Top of AVAILABLE DATA

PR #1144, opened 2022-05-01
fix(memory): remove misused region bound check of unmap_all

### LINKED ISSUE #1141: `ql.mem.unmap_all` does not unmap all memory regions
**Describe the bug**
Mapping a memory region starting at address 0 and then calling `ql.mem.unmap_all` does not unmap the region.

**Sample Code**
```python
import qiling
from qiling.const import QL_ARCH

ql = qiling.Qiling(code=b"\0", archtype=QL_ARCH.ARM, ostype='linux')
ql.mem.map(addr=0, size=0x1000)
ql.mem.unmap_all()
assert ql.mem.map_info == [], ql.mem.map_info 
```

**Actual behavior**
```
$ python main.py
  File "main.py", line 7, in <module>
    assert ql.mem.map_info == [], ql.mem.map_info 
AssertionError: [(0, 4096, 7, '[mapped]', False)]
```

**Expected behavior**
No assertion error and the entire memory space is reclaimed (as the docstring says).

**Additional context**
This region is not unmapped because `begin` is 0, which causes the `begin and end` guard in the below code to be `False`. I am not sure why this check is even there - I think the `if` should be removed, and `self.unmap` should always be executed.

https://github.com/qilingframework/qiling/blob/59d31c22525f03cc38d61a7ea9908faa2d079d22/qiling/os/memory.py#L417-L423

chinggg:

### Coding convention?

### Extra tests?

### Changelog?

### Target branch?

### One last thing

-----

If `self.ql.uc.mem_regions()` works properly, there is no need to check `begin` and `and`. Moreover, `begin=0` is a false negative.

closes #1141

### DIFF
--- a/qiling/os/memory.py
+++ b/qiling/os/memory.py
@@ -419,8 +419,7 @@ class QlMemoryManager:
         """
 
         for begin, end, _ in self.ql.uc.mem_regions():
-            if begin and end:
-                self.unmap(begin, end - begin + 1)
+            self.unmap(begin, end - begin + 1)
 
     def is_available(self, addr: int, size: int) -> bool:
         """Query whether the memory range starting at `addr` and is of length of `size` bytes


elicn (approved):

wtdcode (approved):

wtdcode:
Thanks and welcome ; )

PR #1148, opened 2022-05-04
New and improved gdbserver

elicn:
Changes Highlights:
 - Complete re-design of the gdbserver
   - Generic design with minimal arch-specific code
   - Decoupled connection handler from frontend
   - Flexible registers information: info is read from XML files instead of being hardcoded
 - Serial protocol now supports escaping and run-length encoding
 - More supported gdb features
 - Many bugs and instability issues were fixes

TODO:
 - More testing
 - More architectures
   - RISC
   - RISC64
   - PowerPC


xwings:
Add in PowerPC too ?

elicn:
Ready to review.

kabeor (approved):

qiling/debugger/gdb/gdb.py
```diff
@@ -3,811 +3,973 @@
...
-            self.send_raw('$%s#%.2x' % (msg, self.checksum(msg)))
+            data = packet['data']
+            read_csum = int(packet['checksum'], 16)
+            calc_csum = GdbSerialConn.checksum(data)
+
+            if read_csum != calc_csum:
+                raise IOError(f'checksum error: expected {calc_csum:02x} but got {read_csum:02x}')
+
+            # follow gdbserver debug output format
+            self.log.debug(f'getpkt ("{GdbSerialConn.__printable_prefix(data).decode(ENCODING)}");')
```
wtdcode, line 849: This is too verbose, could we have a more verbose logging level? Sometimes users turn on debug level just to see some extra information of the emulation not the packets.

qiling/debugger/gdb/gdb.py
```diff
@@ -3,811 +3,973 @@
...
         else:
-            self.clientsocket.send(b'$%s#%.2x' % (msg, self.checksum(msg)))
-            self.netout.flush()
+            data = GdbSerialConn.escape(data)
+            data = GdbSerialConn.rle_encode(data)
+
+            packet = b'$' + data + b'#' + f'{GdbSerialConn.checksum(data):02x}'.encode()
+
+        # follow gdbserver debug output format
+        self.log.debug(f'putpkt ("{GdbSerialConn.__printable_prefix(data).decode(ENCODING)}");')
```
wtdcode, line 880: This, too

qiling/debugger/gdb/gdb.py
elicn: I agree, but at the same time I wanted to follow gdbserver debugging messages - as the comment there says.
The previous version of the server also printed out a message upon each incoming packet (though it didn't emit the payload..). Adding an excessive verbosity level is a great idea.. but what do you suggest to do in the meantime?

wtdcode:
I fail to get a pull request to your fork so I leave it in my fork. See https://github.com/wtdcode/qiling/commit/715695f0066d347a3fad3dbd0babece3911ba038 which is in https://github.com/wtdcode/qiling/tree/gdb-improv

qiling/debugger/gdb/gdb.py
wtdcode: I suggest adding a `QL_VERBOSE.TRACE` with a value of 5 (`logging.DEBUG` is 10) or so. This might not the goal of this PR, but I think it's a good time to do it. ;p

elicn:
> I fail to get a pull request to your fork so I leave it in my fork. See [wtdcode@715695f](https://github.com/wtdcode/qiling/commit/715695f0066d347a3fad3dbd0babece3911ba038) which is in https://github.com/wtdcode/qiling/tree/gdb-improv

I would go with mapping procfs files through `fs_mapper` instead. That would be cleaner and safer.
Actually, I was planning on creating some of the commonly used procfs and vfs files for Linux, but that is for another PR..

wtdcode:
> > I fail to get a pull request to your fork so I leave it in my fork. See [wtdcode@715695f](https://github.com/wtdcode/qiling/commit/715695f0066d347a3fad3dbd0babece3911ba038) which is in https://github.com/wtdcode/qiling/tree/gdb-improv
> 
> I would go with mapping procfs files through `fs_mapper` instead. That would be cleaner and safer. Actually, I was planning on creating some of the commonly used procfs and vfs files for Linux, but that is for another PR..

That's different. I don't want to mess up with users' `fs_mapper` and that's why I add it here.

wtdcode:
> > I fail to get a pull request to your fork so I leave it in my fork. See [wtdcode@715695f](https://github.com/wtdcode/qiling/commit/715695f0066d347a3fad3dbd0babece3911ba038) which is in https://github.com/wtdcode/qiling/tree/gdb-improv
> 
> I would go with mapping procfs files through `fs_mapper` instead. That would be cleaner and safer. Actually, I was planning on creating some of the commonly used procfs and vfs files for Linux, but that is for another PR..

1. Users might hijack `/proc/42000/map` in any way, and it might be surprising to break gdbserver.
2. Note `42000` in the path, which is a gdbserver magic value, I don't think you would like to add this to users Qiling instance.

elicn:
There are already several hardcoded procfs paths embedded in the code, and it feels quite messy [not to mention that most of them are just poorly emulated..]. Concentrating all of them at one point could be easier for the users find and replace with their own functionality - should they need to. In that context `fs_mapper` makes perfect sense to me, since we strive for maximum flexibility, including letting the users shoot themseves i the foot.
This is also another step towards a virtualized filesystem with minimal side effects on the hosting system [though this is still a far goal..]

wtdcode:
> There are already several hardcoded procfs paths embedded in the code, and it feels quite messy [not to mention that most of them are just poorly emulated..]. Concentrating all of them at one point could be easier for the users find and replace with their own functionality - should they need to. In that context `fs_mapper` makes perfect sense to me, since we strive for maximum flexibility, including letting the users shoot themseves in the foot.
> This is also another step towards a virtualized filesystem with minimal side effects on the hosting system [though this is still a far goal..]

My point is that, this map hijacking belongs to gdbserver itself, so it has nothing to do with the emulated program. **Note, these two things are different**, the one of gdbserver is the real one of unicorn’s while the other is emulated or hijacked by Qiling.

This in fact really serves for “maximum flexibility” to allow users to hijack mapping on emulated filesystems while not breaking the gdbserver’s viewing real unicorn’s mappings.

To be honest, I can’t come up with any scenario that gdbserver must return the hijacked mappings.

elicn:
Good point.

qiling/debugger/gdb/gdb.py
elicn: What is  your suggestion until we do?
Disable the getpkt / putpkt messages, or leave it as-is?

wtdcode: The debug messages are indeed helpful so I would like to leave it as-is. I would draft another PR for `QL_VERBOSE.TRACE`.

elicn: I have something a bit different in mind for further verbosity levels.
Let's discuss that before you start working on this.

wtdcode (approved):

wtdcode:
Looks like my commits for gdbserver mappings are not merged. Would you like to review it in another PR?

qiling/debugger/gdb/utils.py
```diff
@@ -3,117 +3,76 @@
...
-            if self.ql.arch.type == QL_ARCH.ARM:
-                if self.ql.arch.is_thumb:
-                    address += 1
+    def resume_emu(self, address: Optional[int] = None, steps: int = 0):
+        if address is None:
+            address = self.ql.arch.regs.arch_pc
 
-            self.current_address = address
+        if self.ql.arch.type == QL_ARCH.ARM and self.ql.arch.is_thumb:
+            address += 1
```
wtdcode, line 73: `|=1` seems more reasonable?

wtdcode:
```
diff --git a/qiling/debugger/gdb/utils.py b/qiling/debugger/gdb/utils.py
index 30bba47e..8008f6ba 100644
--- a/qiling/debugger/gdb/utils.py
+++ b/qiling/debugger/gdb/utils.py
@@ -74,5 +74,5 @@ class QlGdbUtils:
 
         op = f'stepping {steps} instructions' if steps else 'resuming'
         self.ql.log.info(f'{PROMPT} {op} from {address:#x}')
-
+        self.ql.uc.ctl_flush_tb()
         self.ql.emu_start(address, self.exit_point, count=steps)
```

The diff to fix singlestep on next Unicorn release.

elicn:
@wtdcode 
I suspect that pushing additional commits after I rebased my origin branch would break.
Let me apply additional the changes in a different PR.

Bottom of AVAILABLE DATA

— WHAT YOU ARE ASKED TO DO —
Please reproduce the lines from the line with "-419,8 +419,7 @@" to the line with "def is_available(self, addr: int, size: int)", both ends included, exactly as they appear above.

— WRITTEN ANSWER —
@@ -419,8 +419,7 @@ class QlMemoryManager:
         """
 
         for begin, end, _ in self.ql.uc.mem_regions():
-            if begin and end:
-                self.unmap(begin, end - begin + 1)
+            self.unmap(begin, end - begin + 1)
 
     def is_available(self, addr: int, size: int) -> bool:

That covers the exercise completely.